*Your assignment*. What lines of the data include the string "port"? Copy them all.

*Data block*.

PR #103, opened 2016-05-27
refactor(RunnerOptions) Make the port number optional

simondel:
Mocha doesn't use a port but the runner options force you to specify a port so I made it optional.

*Problem solution*.
refactor(RunnerOptions) Make the port number optional
Mocha doesn't use a port but the runner options force you to specify a port so I made it optional.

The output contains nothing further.